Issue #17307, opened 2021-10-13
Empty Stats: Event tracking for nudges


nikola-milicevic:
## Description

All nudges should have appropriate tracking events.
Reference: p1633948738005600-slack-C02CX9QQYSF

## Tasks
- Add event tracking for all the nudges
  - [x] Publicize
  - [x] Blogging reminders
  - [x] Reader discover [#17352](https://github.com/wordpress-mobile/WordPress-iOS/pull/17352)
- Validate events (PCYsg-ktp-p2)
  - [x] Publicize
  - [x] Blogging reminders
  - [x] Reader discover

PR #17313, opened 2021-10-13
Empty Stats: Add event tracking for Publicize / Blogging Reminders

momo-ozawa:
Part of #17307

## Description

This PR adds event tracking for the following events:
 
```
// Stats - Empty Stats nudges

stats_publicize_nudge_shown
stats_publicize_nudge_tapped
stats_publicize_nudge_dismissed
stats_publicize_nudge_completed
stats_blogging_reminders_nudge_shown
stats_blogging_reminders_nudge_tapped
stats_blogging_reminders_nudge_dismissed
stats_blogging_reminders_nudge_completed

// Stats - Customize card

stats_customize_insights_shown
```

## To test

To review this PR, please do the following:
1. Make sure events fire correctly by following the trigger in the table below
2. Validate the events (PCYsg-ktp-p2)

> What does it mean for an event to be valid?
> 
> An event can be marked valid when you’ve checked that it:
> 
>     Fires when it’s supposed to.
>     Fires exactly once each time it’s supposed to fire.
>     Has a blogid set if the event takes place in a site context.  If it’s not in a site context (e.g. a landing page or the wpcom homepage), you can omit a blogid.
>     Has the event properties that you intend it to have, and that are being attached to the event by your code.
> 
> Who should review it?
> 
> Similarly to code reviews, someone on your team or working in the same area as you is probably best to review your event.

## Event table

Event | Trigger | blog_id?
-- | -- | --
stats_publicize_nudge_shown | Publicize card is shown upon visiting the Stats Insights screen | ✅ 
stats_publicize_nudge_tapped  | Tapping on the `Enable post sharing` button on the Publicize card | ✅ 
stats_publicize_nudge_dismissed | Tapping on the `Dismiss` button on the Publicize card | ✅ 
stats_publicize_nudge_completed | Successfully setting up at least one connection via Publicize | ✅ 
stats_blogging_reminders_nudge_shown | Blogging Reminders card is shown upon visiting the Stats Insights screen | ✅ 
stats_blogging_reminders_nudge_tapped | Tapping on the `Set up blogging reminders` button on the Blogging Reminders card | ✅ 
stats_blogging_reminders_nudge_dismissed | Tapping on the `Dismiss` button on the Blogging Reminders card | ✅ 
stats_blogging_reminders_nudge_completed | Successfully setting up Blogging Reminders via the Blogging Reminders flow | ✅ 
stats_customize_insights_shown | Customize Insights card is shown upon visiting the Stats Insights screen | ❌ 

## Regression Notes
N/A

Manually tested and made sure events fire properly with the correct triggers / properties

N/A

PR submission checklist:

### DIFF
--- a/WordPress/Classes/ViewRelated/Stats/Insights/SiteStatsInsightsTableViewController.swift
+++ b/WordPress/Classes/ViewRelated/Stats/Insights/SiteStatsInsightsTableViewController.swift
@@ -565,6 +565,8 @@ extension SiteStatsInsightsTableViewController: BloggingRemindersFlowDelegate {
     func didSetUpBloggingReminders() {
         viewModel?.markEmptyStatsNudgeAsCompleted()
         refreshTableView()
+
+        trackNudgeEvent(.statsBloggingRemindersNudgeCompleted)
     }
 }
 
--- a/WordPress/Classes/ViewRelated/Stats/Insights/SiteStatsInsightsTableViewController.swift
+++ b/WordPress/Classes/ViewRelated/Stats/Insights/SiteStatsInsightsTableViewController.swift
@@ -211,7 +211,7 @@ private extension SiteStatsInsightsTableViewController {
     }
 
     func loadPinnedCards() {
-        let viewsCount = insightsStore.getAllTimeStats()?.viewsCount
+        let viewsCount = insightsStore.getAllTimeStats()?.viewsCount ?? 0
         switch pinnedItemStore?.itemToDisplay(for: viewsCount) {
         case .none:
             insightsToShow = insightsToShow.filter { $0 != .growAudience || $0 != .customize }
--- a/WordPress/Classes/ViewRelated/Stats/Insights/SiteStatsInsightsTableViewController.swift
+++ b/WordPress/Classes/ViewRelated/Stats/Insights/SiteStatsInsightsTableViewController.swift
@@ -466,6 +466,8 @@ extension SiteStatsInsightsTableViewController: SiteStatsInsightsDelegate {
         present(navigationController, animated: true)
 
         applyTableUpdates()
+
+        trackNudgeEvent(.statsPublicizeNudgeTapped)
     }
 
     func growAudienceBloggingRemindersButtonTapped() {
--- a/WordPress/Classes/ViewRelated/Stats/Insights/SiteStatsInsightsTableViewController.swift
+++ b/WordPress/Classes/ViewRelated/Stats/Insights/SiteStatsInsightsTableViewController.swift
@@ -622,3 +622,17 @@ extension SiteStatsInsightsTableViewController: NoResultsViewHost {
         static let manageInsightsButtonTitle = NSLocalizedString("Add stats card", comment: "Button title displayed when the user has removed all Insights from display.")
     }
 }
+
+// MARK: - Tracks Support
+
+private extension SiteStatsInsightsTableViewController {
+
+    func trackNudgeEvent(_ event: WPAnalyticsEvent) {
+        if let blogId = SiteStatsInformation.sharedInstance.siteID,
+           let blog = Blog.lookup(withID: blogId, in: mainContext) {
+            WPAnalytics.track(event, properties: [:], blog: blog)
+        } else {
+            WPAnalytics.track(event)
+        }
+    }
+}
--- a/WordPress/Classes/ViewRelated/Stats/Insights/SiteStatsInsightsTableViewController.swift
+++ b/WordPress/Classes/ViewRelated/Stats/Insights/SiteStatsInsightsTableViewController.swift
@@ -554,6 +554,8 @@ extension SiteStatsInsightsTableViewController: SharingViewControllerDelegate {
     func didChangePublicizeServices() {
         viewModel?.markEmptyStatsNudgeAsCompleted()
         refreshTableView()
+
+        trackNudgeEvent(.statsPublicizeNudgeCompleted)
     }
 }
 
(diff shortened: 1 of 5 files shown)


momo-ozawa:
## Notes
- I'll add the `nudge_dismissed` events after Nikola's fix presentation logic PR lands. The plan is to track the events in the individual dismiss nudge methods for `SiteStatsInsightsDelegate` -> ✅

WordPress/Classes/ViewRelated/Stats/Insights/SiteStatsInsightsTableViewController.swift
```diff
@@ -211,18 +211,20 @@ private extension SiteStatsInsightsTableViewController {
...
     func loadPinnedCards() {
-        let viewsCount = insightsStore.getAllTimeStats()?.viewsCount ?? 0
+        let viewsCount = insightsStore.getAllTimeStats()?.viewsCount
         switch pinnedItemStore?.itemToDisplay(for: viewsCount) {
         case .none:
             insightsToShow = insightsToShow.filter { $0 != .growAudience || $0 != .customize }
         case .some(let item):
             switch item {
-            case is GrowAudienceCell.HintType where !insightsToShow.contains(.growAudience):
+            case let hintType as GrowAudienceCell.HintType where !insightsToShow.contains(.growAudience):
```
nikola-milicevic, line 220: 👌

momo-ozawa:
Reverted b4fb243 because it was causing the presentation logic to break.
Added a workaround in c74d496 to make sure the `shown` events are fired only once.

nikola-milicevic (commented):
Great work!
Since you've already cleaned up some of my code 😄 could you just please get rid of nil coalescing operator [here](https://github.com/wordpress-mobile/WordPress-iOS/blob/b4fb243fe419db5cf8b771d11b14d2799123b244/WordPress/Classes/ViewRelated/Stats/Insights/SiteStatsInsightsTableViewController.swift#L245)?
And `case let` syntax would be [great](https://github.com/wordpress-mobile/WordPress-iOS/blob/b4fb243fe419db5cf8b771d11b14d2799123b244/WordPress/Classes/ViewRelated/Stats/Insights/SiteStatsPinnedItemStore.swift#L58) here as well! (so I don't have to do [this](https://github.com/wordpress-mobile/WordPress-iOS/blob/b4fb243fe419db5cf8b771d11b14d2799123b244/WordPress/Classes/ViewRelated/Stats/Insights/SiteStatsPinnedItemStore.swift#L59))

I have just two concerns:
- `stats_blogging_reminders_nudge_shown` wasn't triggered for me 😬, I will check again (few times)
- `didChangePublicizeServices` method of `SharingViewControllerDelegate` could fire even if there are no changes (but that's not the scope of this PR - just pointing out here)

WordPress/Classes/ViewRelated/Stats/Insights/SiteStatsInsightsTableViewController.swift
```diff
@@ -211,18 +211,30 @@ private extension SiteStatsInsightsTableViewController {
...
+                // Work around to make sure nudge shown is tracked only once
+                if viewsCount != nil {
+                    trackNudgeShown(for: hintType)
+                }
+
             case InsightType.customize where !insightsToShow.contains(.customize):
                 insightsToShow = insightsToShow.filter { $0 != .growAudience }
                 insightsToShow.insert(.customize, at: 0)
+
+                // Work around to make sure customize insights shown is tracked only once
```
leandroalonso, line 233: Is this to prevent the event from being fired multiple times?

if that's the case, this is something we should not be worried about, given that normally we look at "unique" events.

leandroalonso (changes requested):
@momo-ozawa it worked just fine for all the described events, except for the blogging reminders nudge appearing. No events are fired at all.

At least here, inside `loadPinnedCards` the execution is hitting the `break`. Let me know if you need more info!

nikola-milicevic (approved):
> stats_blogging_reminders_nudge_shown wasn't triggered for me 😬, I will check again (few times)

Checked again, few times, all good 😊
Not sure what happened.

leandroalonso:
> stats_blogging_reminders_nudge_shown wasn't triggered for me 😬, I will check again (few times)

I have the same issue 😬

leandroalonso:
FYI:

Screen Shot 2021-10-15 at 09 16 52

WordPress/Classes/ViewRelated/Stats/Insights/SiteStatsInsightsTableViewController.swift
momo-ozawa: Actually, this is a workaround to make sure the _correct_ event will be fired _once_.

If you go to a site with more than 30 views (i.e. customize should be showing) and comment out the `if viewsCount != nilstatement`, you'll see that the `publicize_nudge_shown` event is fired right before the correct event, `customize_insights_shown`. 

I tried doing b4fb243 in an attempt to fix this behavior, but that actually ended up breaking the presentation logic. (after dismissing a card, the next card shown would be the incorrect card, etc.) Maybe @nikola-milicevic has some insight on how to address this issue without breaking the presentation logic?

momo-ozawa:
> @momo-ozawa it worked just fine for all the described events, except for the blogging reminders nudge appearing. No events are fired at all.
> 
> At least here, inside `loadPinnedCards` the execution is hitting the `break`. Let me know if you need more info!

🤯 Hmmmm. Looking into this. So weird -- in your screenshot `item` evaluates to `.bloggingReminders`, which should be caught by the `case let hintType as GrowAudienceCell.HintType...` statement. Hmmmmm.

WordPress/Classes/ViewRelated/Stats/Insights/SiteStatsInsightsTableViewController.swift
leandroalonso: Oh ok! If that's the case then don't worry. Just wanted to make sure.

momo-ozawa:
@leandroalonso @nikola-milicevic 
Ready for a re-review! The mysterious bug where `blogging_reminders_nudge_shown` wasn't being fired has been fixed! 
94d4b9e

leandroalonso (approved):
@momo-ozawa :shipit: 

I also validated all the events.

---

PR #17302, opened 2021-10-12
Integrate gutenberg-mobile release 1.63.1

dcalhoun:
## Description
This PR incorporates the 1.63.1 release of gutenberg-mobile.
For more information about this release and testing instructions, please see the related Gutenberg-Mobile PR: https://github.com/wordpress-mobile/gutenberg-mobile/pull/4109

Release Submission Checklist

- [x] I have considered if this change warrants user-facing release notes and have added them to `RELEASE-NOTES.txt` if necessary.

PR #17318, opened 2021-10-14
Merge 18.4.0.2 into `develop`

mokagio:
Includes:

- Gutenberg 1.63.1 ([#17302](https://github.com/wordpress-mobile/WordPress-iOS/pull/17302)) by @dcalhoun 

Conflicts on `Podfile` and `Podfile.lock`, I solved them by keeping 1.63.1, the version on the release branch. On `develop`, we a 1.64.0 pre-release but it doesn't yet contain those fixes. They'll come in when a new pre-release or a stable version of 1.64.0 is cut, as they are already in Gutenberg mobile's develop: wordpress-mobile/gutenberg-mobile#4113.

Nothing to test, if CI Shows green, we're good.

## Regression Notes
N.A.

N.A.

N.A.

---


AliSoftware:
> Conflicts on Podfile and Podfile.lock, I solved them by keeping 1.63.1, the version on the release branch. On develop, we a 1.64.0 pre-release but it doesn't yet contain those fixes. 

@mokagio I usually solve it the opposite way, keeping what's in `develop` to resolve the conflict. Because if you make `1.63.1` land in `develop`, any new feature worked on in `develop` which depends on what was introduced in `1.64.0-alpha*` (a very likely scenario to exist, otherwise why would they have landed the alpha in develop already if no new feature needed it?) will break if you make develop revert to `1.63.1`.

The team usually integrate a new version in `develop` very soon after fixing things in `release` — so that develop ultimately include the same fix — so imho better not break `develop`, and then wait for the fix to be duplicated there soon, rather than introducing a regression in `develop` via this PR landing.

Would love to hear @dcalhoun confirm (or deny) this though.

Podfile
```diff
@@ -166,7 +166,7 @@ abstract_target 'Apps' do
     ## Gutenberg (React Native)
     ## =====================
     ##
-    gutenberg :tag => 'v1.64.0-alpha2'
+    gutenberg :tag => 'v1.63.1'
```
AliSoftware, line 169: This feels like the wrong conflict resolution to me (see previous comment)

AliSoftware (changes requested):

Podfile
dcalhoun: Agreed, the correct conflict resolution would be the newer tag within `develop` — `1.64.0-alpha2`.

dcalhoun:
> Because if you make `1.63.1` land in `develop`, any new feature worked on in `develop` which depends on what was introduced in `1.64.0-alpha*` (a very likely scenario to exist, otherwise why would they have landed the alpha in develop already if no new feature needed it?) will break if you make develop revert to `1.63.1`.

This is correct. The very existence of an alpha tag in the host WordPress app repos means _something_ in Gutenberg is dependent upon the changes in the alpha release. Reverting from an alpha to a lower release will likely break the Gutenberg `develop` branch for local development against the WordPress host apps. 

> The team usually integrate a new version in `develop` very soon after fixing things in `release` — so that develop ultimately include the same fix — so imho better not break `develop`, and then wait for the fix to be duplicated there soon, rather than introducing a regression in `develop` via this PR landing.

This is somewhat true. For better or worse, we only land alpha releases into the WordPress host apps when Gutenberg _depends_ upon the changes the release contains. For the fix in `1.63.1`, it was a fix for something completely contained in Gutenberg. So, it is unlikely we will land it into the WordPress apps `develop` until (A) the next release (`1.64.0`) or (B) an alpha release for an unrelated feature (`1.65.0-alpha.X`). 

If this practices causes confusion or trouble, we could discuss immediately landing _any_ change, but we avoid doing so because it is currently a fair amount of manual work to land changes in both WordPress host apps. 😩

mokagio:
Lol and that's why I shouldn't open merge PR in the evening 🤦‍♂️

• Task description
Check every line of the records, and copy the ones that hold the word "resolution".

• Your response
AliSoftware, line 169: This feels like the wrong conflict resolution to me (see previous comment)
dcalhoun: Agreed, the correct conflict resolution would be the newer tag within `develop` — `1.64.0-alpha2`.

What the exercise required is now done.